Work to complete ▸ Each record below is to be reproduced without any change.

Stored data:
----
PR #1597, opened 2016-10-19
Ignoring PSR7 request typehint in route loader

xabbuh:


Ener-Getick:
In fact didn't it break because of the use of reflection? As we removed it, i think we can safelly readd the interface directly.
----
Response ▸
PR #1597, opened 2016-10-19
Ignoring PSR7 request typehint in route loader

xabbuh:


Ener-Getick:
In fact didn't it break because of the use of reflection? As we removed it, i think we can safelly readd the interface directly.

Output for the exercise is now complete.